- Red Ace Squadron logo
- Developer(s): Small Rockets
- Publisher(s): Small Rockets
- Platform(s): Windows
- Release: December 2001
- Genre(s): Vehicle simulation game
- Mode(s): Single-player, multiplayer

= Red Ace Squadron =

2001 video game

Red Ace Squadron is a computer vehicle simulation game developed and published by Small Rockets in 2001. There is also an enhanced version named Red Ace Squadron Pro, which is an update to the game based on complaints and feedback from players. It is a sequel to the game Master of the Skies: The Red Ace. The game is compatible with 32-bit Windows systems from Windows 95b to Windows XP, although it is sometimes possible to run it in a 64-bit operating system, but with graphical and stability issues.

== Gameplay ==
The game takes place in World War I. There are 21 missions in total, with 10 having the player fight on the German side and 10 having him on the Allied side. A secret mission is also unlockable. Completing all singleplayer missions will unlock Master mode, in which the player faces a higher difficulty and numbers of enemies.
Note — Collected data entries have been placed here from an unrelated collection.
PR #24982, opened 2026-07-21
CAMEL-24224: camel-aws-bedrock - capture streaming metadata for Claude/Nova and accept inference profile ids

oscerd:
## Description

Fixes [CAMEL-24224](https://issues.apache.org/jira/browse/CAMEL-24224). Two defects in the Bedrock runtime producer.

### 1. Streaming metadata never captured for Claude/Nova

`BedrockStreamHandler` extracted metadata only inside `if (parser.isFinalChunk(chunkJson))`. For Claude — and Nova, which reuses `ClaudeStreamParser` — `isFinalChunk` matches `message_stop`, but `stop_reason` and `usage` arrive on the earlier **`message_delta`** chunk. A chunk is never both, so the completion reason and token count were **always absent** for those families.

The parsers were already correct (`ClaudeStreamParserTest` asserts extraction from a `message_delta` chunk) — only the handler's gating was wrong. Every chunk is now inspected and whatever metadata it carries is kept; parsers return `null` for chunks without it, so Titan/Llama/Mistral/Cohere (which report on their final chunk) are unaffected. The identical extraction in both handler variants is factored into one `applyChunkMetadata` method.

### 2. Inference profile ids and ARNs rejected

`setResponseText` switched on the exact configured `modelId` with a throwing `default`. Bedrock also accepts **cross-region inference profile ids** (`us.` / `eu.` / `apac.` / `us-gov.` prefixed, e.g. `us.anthropic.claude-3-5-sonnet-20241022-v2:0`) and **inference-profile ARNs**, which address the same foundation model — these failed with `Unexpected model: …`, as did any model released after the hard-coded list.

Now the underlying foundation-model id is resolved first (stripping the region prefix or ARN path), and ids that are still unlisted fall back to **family-prefix dispatch** (the response format is defined by the family, not the individual model). Non-text families — image, embedding, rerank, video, speech — still fail with a clear message rather than being parsed as text.

## Tests

- `BedrockStreamHandlerMetadataTest` — asserts Claude metadata is captured from the **non-final** `message_delta` chunk (explicitly asserting `isFinalChunk` is false for it), that a realistic chunk sequence preserves it, and that Titan's final-chunk metadata still works.
- `BedrockProducerModelIdTest` — plain ids, all four region prefixes, an inference-profile ARN, and a null id.

All 13 pre-existing stream tests still pass. Note: this module has no `assertj-core` test dependency, so these follow the module's existing JUnit assertion style rather than adding a dependency for style alone.

## Backport

Targeting 4.22.0 and 4.18.4 (the streaming/Converse code does not exist on 4.14.x — will confirm before backporting).

---

### DIFF
--- a/components/camel-aws/camel-aws-bedrock/src/main/java/org/apache/camel/component/aws2/bedrock/runtime/BedrockProducer.java
+++ b/components/camel-aws/camel-aws-bedrock/src/main/java/org/apache/camel/component/aws2/bedrock/runtime/BedrockProducer.java
@@ -63,6 +63,11 @@ import software.amazon.awssdk.services.bedrockruntime.model.ToolConfiguration;
 public class BedrockProducer extends DefaultProducer {
 
     private static final Logger LOG = LoggerFactory.getLogger(BedrockProducer.class);
+
+    /**
+     * Region prefixes used by Bedrock cross-region inference profile ids, e.g. {@code us.anthropic.claude-...}.
+     */
+    private static final List<String> INFERENCE_PROFILE_REGION_PREFIXES = List.of("us.", "eu.", "apac.", "us-gov.");
     private transient String bedrockProducerToString;
 
     public BedrockProducer(Endpoint endpoint) {
@@ -282,7 +287,7 @@ public class BedrockProducer extends DefaultProducer {
     }
 
     protected void setResponseText(InvokeModelResponse result, Message message) {
-        String modelId = getConfiguration().getModelId();
+        String modelId = resolveFoundationModelId(getConfiguration().getModelId());
         switch (modelId) {
             // Amazon Titan Models
             case "amazon.titan-text-express-v1":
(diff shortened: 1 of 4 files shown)


davsclaus (approved):

gnodet (approved):
## Review: CAMEL-24224 — Bedrock streaming metadata + inference profile ids

Both fixes are correct and well-tested:

1. **Streaming metadata capture**: Refactoring the metadata extraction into `applyChunkMetadata` and calling it on every chunk (rather than only on `isFinalChunk`) correctly captures `stop_reason` and `usage` from Claude/Nova's `message_delta` chunk. Parsers return `null` for chunks without metadata, so Titan/Llama/Mistral/Cohere are unaffected. Good tests in `BedrockStreamHandlerMetadataTest` explicitly assert that `isFinalChunk` is false for the metadata-carrying chunk.

2. **Model id resolution**: `resolveFoundationModelId` correctly strips region prefixes (`us.`, `eu.`, `apac.`, `us-gov.`) and extracts foundation-model ids from ARNs. The family-prefix fallback dispatch handles unlisted future models gracefully. `BedrockProducerModelIdTest` covers all four prefixes, ARNs, and null.

### Observation

`StreamParserFactory.getParser()` in `BedrockStreamHandler` still receives the raw model id without `resolveFoundationModelId`, so the streaming path would still reject inference profile ids. This is pre-existing behavior (not introduced by this PR) and would be a natural follow-up.

LGTM ✅

---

The game features 11 types of planes. Each faction has 4 types of planes that can be controlled by the player, with the Allied side sporting the Airco DH.2, the Sopwith Camel, the SPAD S.XIII, and the Nieuport 17, while the German side has the Halberstadt CL.II, the Junkers D.I, the Gotha G.V and the Fokker Dr.I. There are 3 types of aircraft in the game that the player is not able to control, those being the Albatros D.III, the Handley Page Type O and the Bristol Scout.

There are many different types of missions, including escorting allied units, bombing convoys and factories, dogfights and so on.

== Pro version ==
A Pro version of Red Ace Squadron was released after a year of development. The main updates in the Pro version are improved loading speeds, updated key bindings to get around Windows XP 'sticky keys' and improved documentation. Single-player mode now had 4 levels of difficulty to be chosen from, while multiplayer saw many new features including file verification against the server to stop cheating, the ability to change aircraft map visibility with 5 different modes, and the ability to choose the map the game would start on. Servers were updated to be configurable from inside the server program, display its IP address, and allow a name and a game type name, and could also be password protected. Pick Up configuration was also improved by changing the frequency of Pick Ups, the ability to disable or re-enable Pick Ups, and the amount of ordinance a Pick Up gives to the players. Pick Ups could also be given to players entering the arena. Game-mode features were enabled within the game and versioning was introduced to stop clashes with different server/client versions. Game rooms were also expanded to accommodate 8 players at a time and a bug showing the incorrect number of players/active players/game type/name was fixed.

== Proposed sequel ==
Jon Small had planned to launch the sequel to Red Ace Squadron in 2008, but the release date was delayed. The game was to feature a new graphics engine, multiplayer settings, as well as bigger and more detailed landscapes. The game would have been set in World War I. With the closing of Small Rockets in 2012, the game's development state is unknown, but is presumed to be halted.

Parallel to Red Ace Squadron 2, a second update for the original game was being developed, called Red Ace Squadron Pro2. Like in the original update, it was to be directed by community feedback.